### EXERCISE DESCRIPTION
Restate the entries below word for word, leaving nothing out.

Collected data
◇ ◇ ◇ ◇ ◇ ◇ ◇

PR #2619, opened 2021-11-05
feat(frontend): reintroduce confusion barometer

sjschlapbach:
This implementation reintroduces a reworked and simplified version of the confusion barometer. It also includes various improvements and refactorings on the overall layout of the application.


frontend/src/pages/join/[shortname].tsx
```diff
@@ -122,25 +122,32 @@ function Join({ shortname }): React.ReactElement {
...
+          variables: {
+            speed,
+            difficulty,
+            fp: fingerprint,
+            sessionId,
+          },
+        })
+        window.sessionStorage?.setItem(
+          `${shortname}-${sessionId}-confusion`,
+          JSON.stringify({
```
Comment (rschlaefli) [inline frontend/src/pages/join/[shortname].tsx]: maybe we should use `localForage` as an abstraction (and thus local storage) and can define our own expiration. that way, we don't have to deal with stringify etc., and the buttons persist across browser tabs. because we use the sessionId in the key, the buttons will not persist across sessions.

frontend/src/pages/join/[shortname].tsx
```diff
@@ -322,9 +332,10 @@ function Join({ shortname }): React.ReactElement {
 
         .joinSession {
           display: flex;
-          min-height: -moz-calc(100vh - 8rem);
-          min-height: -webkit-calc(100vh - 8rem);
-          min-height: calc(100vh - 8rem);
+          height: -moz-calc(100vh - 8rem);
```
Comment (rschlaefli) [inline frontend/src/pages/join/[shortname].tsx]: we should remove the manual `-moz-calc` etc. here, as `autoprefixer` in our css pipeline should automatically create these browser-specific classes.

rschlaefli (changes requested):

frontend/package.json
```diff
@@ -96,6 +96,7 @@
     "react-dropzone": "11.4.2",
     "react-focus-lock": "2.5.2",
     "react-ga": "3.3.0",
+    "react-gauge-chart": "^0.4.0",
```
rschlaefli: also, the `react-gauge-chart` depencency breaks the build `npm run build` on my machine. it probably does not play well with `typescript` yet (e.g., has no types). this can happen fairly often, so always make sure the build still runs through after installing new dependencies.

backend/src/services/sessionExec.js
```diff
@@ -360,11 +361,11 @@ const addConfusionTS = async ({ sessionId, difficulty, speed }) => {
   // extract the saved confusion timestep and convert it to a plain object
   // then readd the mongo _id field under the id key and publish the result
   // this is needed as redis swallows the _id field and the client could break!
-  // const savedConfusion = session.confusionTS[session.confusionTS.length - 1].toObject()
-  // pubsub.publish(CONFUSION_ADDED, {
-  //   [CONFUSION_ADDED]: { ...savedConfusion, id: savedConfusion._id },
-  //   sessionId,
-  // })
+  const savedConfusion = session.confusionTS[session.confusionTS.length - 1].toObject()
```
rschlaefli, line 390: this subscription is not currently used. here, the backend pushes a new confusionTS as incoming directly to the subscription on the client. however, as we have commented out `subscribeToMore` on the client, the subscription is never created, and these events disappear in nirvana.

at some point, we should probably reintroduce a working subscription for the confusion barometer, so the lecturer gets a nice real-time view on the gauge.

frontend/lang/en.json
```diff
@@ -221,7 +223,7 @@
   "runningSession.checkboxes.unpublished": "Unpublished",
   "runningSession.confusion.difficulty.Range": "easy - hard",
   "runningSession.confusion.difficulty.Title": "Difficulty",
-  "runningSession.confusion.info": "The Confusion-Barometer allows you to get feedback on the speed and difficulty of your lecture as it evolves over time.",
+  "runningSession.confusion.info": "The Confusion-Barometer allows you to get feedback on the speed and difficulty of your lecture as it evolves over time. It displays all feedbacks that were shared by students throughout the past 10 minutes",
```
rschlaefli: when I run `npm run build` on my machine, it extracts all of the language strings and builds this `en.json` again. this string here is removed entirely, as it is not used anymore in the code. if we quickly run `npm run build` when a branch is ready to merge, we can ensure that no old strings are kept around in the code. to remove them from `de.json` as well, we would need to remove them by hand and run `npm run build` again, so they are also removed from the compiled version of `de`

for this string here, we could maybe keep it around and put it inside a tooltip. maybe you could investigate adding a tooltip in the confusion barometer view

◇ ◇ ◇ ◇ ◇ ◇ ◇

### WRITTEN ANSWER
PR #2619, opened 2021-11-05
feat(frontend): reintroduce confusion barometer

sjschlapbach:
This implementation reintroduces a reworked and simplified version of the confusion barometer. It also includes various improvements and refactorings on the overall layout of the application.


frontend/src/pages/join/[shortname].tsx
```diff
@@ -122,25 +122,32 @@ function Join({ shortname }): React.ReactElement {
...
+          variables: {
+            speed,
+            difficulty,
+            fp: fingerprint,
+            sessionId,
+          },
+        })
+        window.sessionStorage?.setItem(
+          `${shortname}-${sessionId}-confusion`,
+          JSON.stringify({
```
Comment (rschlaefli) [inline frontend/src/pages/join/[shortname].tsx]: maybe we should use `localForage` as an abstraction (and thus local storage) and can define our own expiration. that way, we don't have to deal with stringify etc., and the buttons persist across browser tabs. because we use the sessionId in the key, the buttons will not persist across sessions.

frontend/src/pages/join/[shortname].tsx
```diff
@@ -322,9 +332,10 @@ function Join({ shortname }): React.ReactElement {
 
         .joinSession {
           display: flex;
-          min-height: -moz-calc(100vh - 8rem);
-          min-height: -webkit-calc(100vh - 8rem);
-          min-height: calc(100vh - 8rem);
+          height: -moz-calc(100vh - 8rem);
```
Comment (rschlaefli) [inline frontend/src/pages/join/[shortname].tsx]: we should remove the manual `-moz-calc` etc. here, as `autoprefixer` in our css pipeline should automatically create these browser-specific classes.

rschlaefli (changes requested):

frontend/package.json
```diff
@@ -96,6 +96,7 @@
     "react-dropzone": "11.4.2",
     "react-focus-lock": "2.5.2",
     "react-ga": "3.3.0",
+    "react-gauge-chart": "^0.4.0",
```
rschlaefli: also, the `react-gauge-chart` depencency breaks the build `npm run build` on my machine. it probably does not play well with `typescript` yet (e.g., has no types). this can happen fairly often, so always make sure the build still runs through after installing new dependencies.

backend/src/services/sessionExec.js
```diff
@@ -360,11 +361,11 @@ const addConfusionTS = async ({ sessionId, difficulty, speed }) => {
   // extract the saved confusion timestep and convert it to a plain object
   // then readd the mongo _id field under the id key and publish the result
   // this is needed as redis swallows the _id field and the client could break!
-  // const savedConfusion = session.confusionTS[session.confusionTS.length - 1].toObject()
-  // pubsub.publish(CONFUSION_ADDED, {
-  //   [CONFUSION_ADDED]: { ...savedConfusion, id: savedConfusion._id },
-  //   sessionId,
-  // })
+  const savedConfusion = session.confusionTS[session.confusionTS.length - 1].toObject()
```
rschlaefli, line 390: this subscription is not currently used. here, the backend pushes a new confusionTS as incoming directly to the subscription on the client. however, as we have commented out `subscribeToMore` on the client, the subscription is never created, and these events disappear in nirvana.

at some point, we should probably reintroduce a working subscription for the confusion barometer, so the lecturer gets a nice real-time view on the gauge.

frontend/lang/en.json
```diff
@@ -221,7 +223,7 @@
   "runningSession.checkboxes.unpublished": "Unpublished",
   "runningSession.confusion.difficulty.Range": "easy - hard",
   "runningSession.confusion.difficulty.Title": "Difficulty",
-  "runningSession.confusion.info": "The Confusion-Barometer allows you to get feedback on the speed and difficulty of your lecture as it evolves over time.",
+  "runningSession.confusion.info": "The Confusion-Barometer allows you to get feedback on the speed and difficulty of your lecture as it evolves over time. It displays all feedbacks that were shared by students throughout the past 10 minutes",
```
rschlaefli: when I run `npm run build` on my machine, it extracts all of the language strings and builds this `en.json` again. this string here is removed entirely, as it is not used anymore in the code. if we quickly run `npm run build` when a branch is ready to merge, we can ensure that no old strings are kept around in the code. to remove them from `de.json` as well, we would need to remove them by hand and run `npm run build` again, so they are also removed from the compiled version of `de`

for this string here, we could maybe keep it around and put it inside a tooltip. maybe you could investigate adding a tooltip in the confusion barometer view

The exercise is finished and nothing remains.